RECORDED INFORMATION:
-.-.-
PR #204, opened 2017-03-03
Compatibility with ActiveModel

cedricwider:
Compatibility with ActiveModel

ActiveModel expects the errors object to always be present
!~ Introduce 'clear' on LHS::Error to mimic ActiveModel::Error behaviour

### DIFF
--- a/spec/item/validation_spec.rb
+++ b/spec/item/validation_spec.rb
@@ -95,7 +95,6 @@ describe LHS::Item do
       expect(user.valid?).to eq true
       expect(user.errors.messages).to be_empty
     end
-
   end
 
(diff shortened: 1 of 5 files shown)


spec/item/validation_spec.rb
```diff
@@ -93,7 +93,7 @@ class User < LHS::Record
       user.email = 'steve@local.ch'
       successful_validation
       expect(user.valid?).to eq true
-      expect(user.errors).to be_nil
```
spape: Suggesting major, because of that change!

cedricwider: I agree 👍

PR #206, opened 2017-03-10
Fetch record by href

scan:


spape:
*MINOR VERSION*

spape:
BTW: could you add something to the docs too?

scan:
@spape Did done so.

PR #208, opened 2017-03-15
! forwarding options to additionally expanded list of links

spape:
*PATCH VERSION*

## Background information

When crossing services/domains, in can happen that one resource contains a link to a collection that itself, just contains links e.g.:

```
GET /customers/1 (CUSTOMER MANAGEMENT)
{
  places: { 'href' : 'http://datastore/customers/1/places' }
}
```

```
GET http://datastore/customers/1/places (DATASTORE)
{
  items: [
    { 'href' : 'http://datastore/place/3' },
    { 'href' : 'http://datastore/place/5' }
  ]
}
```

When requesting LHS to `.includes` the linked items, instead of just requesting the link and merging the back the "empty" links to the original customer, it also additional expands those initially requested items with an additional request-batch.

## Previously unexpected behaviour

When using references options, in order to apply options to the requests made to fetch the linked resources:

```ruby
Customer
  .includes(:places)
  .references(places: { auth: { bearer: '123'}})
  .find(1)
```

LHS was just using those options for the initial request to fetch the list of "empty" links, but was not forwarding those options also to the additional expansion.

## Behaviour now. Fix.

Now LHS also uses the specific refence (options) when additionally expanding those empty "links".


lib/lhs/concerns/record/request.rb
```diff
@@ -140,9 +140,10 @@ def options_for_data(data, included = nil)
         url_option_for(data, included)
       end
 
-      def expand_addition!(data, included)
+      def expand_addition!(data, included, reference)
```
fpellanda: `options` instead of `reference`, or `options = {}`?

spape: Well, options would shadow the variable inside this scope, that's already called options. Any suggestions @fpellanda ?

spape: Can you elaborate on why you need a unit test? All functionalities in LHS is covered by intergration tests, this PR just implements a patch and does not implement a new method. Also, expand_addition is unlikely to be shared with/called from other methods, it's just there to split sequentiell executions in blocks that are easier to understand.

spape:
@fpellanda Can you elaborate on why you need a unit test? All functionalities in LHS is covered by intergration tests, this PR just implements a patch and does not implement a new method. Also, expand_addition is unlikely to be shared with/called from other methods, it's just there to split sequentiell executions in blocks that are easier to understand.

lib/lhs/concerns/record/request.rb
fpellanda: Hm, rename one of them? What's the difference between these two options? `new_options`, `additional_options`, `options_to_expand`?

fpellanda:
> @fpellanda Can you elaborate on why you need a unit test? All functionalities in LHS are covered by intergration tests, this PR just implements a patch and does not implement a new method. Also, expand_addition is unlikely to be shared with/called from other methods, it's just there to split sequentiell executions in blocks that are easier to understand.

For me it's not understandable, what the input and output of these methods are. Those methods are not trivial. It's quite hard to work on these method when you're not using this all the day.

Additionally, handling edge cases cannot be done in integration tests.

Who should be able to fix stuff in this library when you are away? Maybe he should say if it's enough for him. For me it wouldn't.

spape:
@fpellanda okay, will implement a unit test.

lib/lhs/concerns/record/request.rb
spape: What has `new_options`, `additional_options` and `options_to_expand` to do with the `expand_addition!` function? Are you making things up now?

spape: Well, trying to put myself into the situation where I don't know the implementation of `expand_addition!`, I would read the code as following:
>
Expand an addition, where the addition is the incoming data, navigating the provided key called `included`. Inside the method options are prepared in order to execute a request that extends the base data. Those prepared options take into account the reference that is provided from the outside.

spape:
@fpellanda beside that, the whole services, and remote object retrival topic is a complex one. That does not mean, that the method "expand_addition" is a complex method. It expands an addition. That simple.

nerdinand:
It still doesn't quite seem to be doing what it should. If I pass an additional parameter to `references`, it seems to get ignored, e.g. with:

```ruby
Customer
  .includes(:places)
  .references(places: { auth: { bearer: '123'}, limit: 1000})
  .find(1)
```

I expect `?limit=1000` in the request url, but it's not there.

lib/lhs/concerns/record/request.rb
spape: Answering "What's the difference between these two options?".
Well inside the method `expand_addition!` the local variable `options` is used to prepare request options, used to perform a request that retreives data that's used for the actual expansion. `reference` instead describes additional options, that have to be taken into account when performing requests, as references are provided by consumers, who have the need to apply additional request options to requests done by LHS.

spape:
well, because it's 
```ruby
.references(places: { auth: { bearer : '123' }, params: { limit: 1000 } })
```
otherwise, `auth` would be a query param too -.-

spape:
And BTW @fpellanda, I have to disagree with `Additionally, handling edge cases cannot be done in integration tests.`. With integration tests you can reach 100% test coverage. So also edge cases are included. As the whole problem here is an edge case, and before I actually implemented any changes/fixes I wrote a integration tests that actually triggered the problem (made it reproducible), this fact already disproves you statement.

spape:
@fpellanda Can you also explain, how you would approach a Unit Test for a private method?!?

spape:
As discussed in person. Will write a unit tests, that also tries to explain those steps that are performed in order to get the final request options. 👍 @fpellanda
-.-.-
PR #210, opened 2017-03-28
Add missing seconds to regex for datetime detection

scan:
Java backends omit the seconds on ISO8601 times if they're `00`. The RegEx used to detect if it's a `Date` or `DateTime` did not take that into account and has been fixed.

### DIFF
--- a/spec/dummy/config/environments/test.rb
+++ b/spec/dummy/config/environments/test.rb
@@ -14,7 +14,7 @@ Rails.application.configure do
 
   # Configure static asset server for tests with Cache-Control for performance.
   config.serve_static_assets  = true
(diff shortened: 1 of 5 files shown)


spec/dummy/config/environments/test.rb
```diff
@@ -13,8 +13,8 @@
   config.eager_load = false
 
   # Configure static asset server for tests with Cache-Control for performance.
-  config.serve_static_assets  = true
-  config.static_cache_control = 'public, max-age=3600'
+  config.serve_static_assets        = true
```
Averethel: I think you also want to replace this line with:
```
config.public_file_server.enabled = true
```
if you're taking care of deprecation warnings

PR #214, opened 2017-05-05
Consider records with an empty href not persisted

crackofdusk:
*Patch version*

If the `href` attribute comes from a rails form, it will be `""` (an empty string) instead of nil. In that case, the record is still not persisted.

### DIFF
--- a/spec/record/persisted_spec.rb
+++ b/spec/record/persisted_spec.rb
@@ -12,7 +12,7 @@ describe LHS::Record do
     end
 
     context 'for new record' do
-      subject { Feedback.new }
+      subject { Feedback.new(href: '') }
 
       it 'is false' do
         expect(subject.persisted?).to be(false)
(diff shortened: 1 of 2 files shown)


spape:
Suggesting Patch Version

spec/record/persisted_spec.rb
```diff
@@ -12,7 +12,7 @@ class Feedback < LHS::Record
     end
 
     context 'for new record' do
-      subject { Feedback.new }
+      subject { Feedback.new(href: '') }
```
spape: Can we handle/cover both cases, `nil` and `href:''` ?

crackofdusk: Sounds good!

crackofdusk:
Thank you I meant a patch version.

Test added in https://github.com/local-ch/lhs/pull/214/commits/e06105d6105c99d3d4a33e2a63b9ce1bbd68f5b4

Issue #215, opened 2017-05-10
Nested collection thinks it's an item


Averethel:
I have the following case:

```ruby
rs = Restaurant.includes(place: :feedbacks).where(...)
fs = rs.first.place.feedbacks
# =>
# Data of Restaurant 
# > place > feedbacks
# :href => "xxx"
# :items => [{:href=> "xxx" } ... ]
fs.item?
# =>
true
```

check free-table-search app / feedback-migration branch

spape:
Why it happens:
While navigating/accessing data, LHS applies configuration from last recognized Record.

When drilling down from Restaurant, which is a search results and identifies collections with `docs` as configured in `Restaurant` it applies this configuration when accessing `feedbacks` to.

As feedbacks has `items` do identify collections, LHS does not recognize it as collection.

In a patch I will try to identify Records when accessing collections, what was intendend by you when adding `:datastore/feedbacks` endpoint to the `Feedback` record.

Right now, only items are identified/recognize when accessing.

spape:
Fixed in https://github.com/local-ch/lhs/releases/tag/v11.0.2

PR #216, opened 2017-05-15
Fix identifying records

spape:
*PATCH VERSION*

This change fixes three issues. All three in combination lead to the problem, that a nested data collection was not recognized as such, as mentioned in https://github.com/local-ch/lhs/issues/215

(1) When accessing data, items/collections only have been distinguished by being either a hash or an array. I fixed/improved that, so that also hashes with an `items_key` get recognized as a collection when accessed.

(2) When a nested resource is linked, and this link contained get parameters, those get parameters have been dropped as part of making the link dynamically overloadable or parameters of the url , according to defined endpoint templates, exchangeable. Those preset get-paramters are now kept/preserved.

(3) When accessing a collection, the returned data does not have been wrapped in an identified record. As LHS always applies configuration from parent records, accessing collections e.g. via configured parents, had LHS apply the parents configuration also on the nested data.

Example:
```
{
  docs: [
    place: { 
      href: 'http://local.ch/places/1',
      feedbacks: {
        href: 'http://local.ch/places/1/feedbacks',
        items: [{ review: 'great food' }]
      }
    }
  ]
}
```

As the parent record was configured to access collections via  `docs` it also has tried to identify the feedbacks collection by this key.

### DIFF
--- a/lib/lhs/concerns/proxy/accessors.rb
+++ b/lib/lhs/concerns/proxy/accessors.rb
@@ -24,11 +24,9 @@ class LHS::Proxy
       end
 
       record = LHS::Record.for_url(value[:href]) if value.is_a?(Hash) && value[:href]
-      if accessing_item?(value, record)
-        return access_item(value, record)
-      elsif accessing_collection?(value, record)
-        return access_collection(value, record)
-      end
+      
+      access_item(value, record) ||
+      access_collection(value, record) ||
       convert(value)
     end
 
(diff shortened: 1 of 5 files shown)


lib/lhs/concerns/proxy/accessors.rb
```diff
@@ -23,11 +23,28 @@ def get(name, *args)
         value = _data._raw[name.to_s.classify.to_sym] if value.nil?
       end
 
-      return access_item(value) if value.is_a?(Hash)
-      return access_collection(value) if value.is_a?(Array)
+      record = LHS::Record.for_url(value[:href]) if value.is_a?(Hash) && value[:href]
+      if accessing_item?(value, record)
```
-.-.-
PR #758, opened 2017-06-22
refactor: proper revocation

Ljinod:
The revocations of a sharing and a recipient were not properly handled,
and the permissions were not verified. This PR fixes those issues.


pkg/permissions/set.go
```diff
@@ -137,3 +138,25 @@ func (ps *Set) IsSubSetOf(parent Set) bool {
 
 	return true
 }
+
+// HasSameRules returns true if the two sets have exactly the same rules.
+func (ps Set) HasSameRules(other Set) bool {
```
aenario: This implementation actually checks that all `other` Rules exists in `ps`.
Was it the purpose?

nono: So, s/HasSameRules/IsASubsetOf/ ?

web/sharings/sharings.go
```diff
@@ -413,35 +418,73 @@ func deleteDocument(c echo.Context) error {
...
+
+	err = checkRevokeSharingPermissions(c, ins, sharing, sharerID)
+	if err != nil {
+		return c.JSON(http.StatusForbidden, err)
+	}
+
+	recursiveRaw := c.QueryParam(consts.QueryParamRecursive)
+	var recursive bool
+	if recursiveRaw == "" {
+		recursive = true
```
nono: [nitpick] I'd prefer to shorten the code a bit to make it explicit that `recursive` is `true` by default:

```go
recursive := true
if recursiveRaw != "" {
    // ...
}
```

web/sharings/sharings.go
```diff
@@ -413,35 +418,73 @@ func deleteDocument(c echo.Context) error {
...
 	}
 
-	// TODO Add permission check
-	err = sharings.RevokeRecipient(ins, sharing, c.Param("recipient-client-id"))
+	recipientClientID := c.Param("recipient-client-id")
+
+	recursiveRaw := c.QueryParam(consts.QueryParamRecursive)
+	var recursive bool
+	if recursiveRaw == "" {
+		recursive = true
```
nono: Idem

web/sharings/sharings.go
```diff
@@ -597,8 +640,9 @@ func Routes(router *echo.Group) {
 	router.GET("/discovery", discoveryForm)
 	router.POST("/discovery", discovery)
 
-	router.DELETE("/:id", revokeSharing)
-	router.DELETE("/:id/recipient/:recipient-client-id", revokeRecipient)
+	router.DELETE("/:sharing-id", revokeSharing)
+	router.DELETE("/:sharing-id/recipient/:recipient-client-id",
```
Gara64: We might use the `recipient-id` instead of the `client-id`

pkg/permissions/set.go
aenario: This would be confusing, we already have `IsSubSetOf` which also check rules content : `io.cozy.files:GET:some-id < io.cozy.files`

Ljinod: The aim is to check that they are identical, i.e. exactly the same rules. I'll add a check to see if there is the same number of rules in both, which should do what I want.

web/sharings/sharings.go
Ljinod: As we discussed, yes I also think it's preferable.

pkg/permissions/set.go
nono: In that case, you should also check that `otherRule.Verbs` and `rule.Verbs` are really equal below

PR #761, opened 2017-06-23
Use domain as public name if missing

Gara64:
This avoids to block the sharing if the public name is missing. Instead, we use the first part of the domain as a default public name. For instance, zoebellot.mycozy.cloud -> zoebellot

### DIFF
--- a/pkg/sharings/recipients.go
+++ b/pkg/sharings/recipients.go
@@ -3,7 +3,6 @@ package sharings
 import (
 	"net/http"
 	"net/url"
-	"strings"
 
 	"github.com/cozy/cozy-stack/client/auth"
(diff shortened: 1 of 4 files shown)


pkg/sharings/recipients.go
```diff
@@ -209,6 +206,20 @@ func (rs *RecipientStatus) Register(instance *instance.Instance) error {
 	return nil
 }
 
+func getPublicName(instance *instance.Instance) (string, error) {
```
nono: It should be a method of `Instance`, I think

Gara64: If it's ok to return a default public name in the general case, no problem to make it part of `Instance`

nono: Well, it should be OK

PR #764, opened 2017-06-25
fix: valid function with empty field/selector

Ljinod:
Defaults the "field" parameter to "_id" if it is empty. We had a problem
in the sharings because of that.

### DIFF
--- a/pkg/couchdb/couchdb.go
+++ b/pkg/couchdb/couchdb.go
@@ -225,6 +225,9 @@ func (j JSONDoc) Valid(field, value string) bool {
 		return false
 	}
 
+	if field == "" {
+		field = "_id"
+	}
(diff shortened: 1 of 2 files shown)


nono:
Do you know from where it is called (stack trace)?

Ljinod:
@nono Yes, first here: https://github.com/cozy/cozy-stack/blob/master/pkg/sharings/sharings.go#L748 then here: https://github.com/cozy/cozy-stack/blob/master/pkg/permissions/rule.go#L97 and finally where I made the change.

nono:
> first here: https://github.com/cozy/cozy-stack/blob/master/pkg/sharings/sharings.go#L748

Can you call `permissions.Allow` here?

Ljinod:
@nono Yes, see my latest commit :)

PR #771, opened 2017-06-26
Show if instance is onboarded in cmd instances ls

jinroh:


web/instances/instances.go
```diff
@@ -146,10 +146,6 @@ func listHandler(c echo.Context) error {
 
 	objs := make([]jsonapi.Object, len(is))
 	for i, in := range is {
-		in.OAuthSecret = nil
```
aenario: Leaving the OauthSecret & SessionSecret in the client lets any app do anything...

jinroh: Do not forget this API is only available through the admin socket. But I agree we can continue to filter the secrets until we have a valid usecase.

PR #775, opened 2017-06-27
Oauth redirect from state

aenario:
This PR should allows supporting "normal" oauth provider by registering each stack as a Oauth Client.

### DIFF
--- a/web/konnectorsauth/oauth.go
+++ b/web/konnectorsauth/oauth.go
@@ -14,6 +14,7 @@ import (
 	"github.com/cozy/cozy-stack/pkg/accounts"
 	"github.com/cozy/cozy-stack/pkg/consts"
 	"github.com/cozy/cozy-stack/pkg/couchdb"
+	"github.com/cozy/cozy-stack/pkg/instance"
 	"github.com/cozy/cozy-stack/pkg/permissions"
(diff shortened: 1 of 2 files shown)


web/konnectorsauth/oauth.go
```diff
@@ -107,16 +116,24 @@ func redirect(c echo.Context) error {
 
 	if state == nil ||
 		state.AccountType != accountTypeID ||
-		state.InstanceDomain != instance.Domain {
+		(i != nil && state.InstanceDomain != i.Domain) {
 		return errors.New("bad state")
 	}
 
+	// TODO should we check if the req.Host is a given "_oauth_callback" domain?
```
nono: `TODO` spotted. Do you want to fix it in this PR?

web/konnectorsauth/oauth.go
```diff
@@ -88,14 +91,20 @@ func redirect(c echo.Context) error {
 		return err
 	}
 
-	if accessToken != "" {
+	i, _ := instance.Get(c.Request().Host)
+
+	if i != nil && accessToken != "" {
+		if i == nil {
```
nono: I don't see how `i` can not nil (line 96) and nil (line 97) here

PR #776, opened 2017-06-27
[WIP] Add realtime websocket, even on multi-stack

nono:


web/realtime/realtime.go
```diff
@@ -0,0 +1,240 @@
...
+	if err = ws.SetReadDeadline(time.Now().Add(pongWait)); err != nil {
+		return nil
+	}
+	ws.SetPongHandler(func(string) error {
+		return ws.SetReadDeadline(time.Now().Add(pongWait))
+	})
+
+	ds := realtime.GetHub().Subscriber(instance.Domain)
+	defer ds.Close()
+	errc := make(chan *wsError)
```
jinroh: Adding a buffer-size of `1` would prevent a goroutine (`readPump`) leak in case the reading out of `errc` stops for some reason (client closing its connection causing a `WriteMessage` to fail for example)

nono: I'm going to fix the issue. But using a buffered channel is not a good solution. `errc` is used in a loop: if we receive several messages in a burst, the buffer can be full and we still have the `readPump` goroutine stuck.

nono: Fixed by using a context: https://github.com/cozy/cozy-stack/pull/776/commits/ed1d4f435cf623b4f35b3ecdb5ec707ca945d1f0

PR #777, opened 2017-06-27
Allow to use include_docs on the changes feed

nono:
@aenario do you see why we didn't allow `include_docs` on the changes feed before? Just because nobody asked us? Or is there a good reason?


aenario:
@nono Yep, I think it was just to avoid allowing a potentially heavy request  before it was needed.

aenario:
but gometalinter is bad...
-.-.-
EXERCISE DETAILS:
Each line in the listing that contains "following" should be returned.

ANSWER BOX:
spape: Well, trying to put myself into the situation where I don't know the implementation of `expand_addition!`, I would read the code as following:
I have the following case:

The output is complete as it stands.